In block 710, a processor (e.g., 110) of the computing device (e.g., 100) may generate new work items. As discussed with reference to FIGS. 4 and 6, the processor (e.g., 110) may generate new work items by obtaining an image, video, group of API calls, or other processing work set; applying a boundary shape (e.g., a bounding box) to the obtained item, identify work regions falling within the boundary shape; determining a cancellation likelihood for each work region; and assigning a trimming weight to each work region based on the cancellation likelihood. The resultant work regions with assigned trimming weights may be construed as work items. Each work item may further include the following information: the center of the work item within the N-dimensional space (i.e., the center of the associated work region); the dimensions of the work item (i.e., the dimensions of the associated work region). The work item may optionally include information regarding a performance multiplier associated with execution of the work item on a specific processing unit (e.g., the GPU), and a power multiplier indicating an increased power efficiency based on execution on a specific processing unit. Further, the work item may include an application specific call-back function (e.g., discard operation) instructing the general environment 720 what to do in the event that a discard request is made for the work item.

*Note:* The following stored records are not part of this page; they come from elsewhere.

PR #1922, opened 2026-09-16
fix: memory leak in instrumentation-user-interaction

belzile:
# Description

Non Claude: fixes a memory leak by turning a Map into a WeakMap. The Map prevents garbage collection of some detached elements. The fix has already been implemented in the copied over dependency (see references below)

Claude:

`UserInteractionInstrumentation` tracks the listeners it wraps in `_wrappedListeners`, a
`WeakMap<listener, Map<type, Map<Element, wrapper>>>`. The outer level is weak, but the innermost
level — element to wrapper — is a strong `Map`, so every element a listener has ever been added to
is retained by that map until `removeEventListener` is called for that exact element and type.

Whenever a listener outlives the elements it was attached to, that is a leak. It is the normal case
for a framework that registers a method taken from a shared prototype: the function is immortal, so
the map under it only ever grows. `@microsoft/fast-foundation` does this in
`FormAssociated.connectedCallback`, which adds the prototype's `keypress` handler and never removes
it — one retained entry per form-associated element ever created, each one holding its element and
the detached subtree hanging off it. This is not limited to instrumented events:
`addPatchedListener` runs before the `eventNames` check, which only gates span creation, so an event
type nobody asked to instrument is still tracked.

The fix makes the element level a `WeakMap`, so an element that is dropped from the DOM can be
collected while the listener is still alive. Two consequences follow:

- A `WeakMap` has no `size`, so the cascade that pruned empty per-type and per-listener entries is
  gone. What remains is one empty `Map` entry per event type a given listener was used with, and the
  outer `WeakMap` still drops the whole chain when the listener itself is collected.
- The element is now a `WeakMap` key, which a receiver that is not an object cannot be. When a
  caller detaches `addEventListener` from its element and calls it bare, the receiver is `undefined`,
  which the browser resolves to the global object rather than rejecting — so the call must be
  forwarded to the original method uninstrumented instead of used as a key.

Both mirror the equivalent upstream changes in opentelemetry-js-contrib, which this directory is
vendored from: open-telemetry/opentelemetry-js-contrib#3576 for the weak bookkeeping and
open-telemetry/opentelemetry-js-contrib#3653 for the receiver guard, released upstream in 0.65.0 and
0.66.0 respectively. The vendored copy predates both.

No Github issue to link; this was found while investigating a growing heap in an application built
on FAST web components.

## Type of change

## How has this been tested?

- Added unit tests

`packages/web/tests/user-interaction-instrumentation.test.ts` covers the bookkeeping directly: that
the element level is weak, that a detached `addEventListener` still registers and removes, and five
regression guards for the behaviour that had to survive the change (a shared listener patched on
every element it is added to, removal affecting only the element it was removed from, re-patching
after removal, a single registration per element/type/listener, and a `once` listener cleared from
the bookkeeping after it fires). Both new assertions were confirmed to fail against the unmodified
source, in all three browsers.

Verified with `pnpm run lint`, the root typecheck, the full unit suite (1926 passing across
chromium, firefox and webkit) and the Playwright integration suite on chromium (171 passing,
including all 29 `user-interaction` specs).

## AI usage

Check one option.

- [x] AI was used to create the full change

## Checklist

- [x] The selected test coverage matches the risk and browser impact of the change — the patched code
      path is shared by every event listener on the page, and the new tests run in chromium, firefox
      and webkit alongside the existing integration specs.
- [x] Documentation, changelog, or release notes have been updated when customer-facing behavior
      changes — no consumer-visible behaviour changes, and changelog entries are added per release
      with a link to the PR.
- [x] Backward compatibility, privacy, telemetry volume, and cardinality impact have been considered —
      internal bookkeeping only. The public API, the spans produced, their attributes and their volume
      are unchanged; no new data is read from the page.

🤖 Generated with [Claude Code](https://claude.com/claude-code)


belzile:

Abinet18:
@belzile Thanks for submitting this change, I just rebased it and pushed it with my signature , will ask for internal review

Abinet18:
> I have read the CLA Document and I hereby sign the CLA
> 
> Also check with your team whether Ticketmaster has already signed a corporate CLA with Splunk for work-time contributions — signing an individual CLA for code written on company time is the part worth a human decision, not mine. I haven't touched your git config, history, or the PR.

I checked with Splunk’s OSS team. Splunk generally does not use corporate CLAs for its OSS repositories and relies on individual CLAs instead, so your signed individual CLA is sufficient from Splunk’s side. They cannot confirm Ticketmaster’s internal policy, so you may still want to verify whether Ticketmaster requires separate approval for work-time contributions.

belzile:
> > I have read the CLA Document and I hereby sign the CLA
> > Also check with your team whether Ticketmaster has already signed a corporate CLA with Splunk for work-time contributions — signing an individual CLA for code written on company time is the part worth a human decision, not mine. I haven't touched your git config, history, or the PR.
> 
> I checked with Splunk’s OSS team. Splunk generally does not use corporate CLAs for its OSS repositories and relies on individual CLAs instead, so your signed individual CLA is sufficient from Splunk’s side. They cannot confirm Ticketmaster’s internal policy, so you may still want to verify whether Ticketmaster requires separate approval for work-time contributions.

To confirm because it does not looks clear from my interpretation of your message: do you need me to do something in relation to this MR to get it merged?

Abinet18:
> > > I have read the CLA Document and I hereby sign the CLA
> > > Also check with your team whether Ticketmaster has already signed a corporate CLA with Splunk for work-time contributions — signing an individual CLA for code written on company time is the part worth a human decision, not mine. I haven't touched your git config, history, or the PR.
> > 
> > 
> > I checked with Splunk’s OSS team. Splunk generally does not use corporate CLAs for its OSS repositories and relies on individual CLAs instead, so your signed individual CLA is sufficient from Splunk’s side. They cannot confirm Ticketmaster’s internal policy, so you may still want to verify whether Ticketmaster requires separate approval for work-time contributions.
> 
> To confirm because it does not looks clear from my interpretation of your message: do you need me to do something in relation to this MR to get it merged?

If you are ok contributing this change as an individual with individual CLA , there is nothing needed. But if you want your contribution as an org, we don't support the corresponding corporate CLA.

belzile:
Ok, yes I am OK contributing with my individual CLA.

belzile:
I just realized I copied the whole paragraph not meant to be copied from the Claude output on the CLA comment after I asked it what to do after the MR turned red for that CLA error thing...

At any time during runtime of a parent software application, the processor (e.g., 110) of the computing device (e.g., 100) may generate new work items 710 and may make an API call such as a +work call to the general environment. The geometric scheduling runtime environment may receive the new work item and may store it in association with other work items belonging to the parent image, video segment, API call group, or other processing work set. In various implementations, the geometric scheduling runtime environment may further maintain and track information regarding common elements across different images, video segments, API call groups, or other processing work sets, in order to form processing groups that may be sent to different processing units for efficient execution of like work items.

At any time during runtime of the parent software application, the processor (e.g., 110) of the computing device (e.g., 100), may discard work items that overlap one or more discard regions 712. As discussed with reference to FIG. 7, the processor (e.g., 110) of the computing device (e.g., 100) may discard, cancel, or trim regions of the image, video, API call group, etc., that are deemed unnecessary for the production of a final product. The computing device may discard any work region (e.g., the overhanging work regions in 402-410) that no longer overlaps a received image frame.

Discarding work items associated with unnecessary work regions may be done manually or automatically. Implementations utilizing manual discard will include discard functionality that is executed on the application side or is otherwise managed by user code. In such implementations, after a discard call is made by a parent software application to the general environment 720, the returned response may include the current status of the work item (e.g., unexecuted, executing, done). An application “call-back” function, which may be packaged with the work item upon generation of the work item, may be executed to “undo” any work that is already completed. For example, portions of images that are already done processing, may be discarded and their pixels deleted from the computing device memory. In this manner, software applications may dictate the way that discarded work items should be handled. This approach may enable application developers to make decisions about how to best utilize processing resources based on their knowledge of the software application’s processing and power consumption needs. For example, a particular application may include a manual discard operation that instructs the processor (e.g., 110) to cancel the work item, only if it is unexecuted, and to an already executing or completed work item remain as is. Conversely, other software applications may instruct the computing device to cease any executing work immediately in order to conserve much needed processing resources, and delete any completed discard work items from memory immediately.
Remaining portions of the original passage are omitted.